Input records section start

PR #3775, opened 2026-09-04
fix(proxy-pools): strip client-IP headers in relay forwarders

anojndr:
## Root cause

OpenCode free-tier 429 (`FreeUsageLimitError`) is a per-IP limiter. All three relay templates forwarded every inbound header upstream, including the platform edge's `x-forwarded-for` / `cf-connecting-ip` carrying the origin IP. opencode.ai (Cloudflare-fronted) recovers the origin IP from `X-Forwarded-For`, so Deno/Cloudflare relays leaked the real IP and the limit survived relaying. Only Vercel relays worked because Vercel's edge strips `X-Forwarded-For`/`X-Real-IP` on outbound fetch at the platform layer.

Input records section end

> Exercise prompt:
Pull each line that includes the word "relay" out of the material above.

> Answer space:
fix(proxy-pools): strip client-IP headers in relay forwarders
OpenCode free-tier 429 (`FreeUsageLimitError`) is a per-IP limiter. All three relay templates forwarded every inbound header upstream, including the platform edge's `x-forwarded-for` / `cf-connecting-ip` carrying the origin IP. opencode.ai (Cloudflare-fronted) recovers the origin IP from `X-Forwarded-For`, so Deno/Cloudflare relays leaked the real IP and the limit survived relaying. Only Vercel relays worked because Vercel's edge strips `X-Forwarded-For`/`X-Real-IP` on outbound fetch at the platform layer.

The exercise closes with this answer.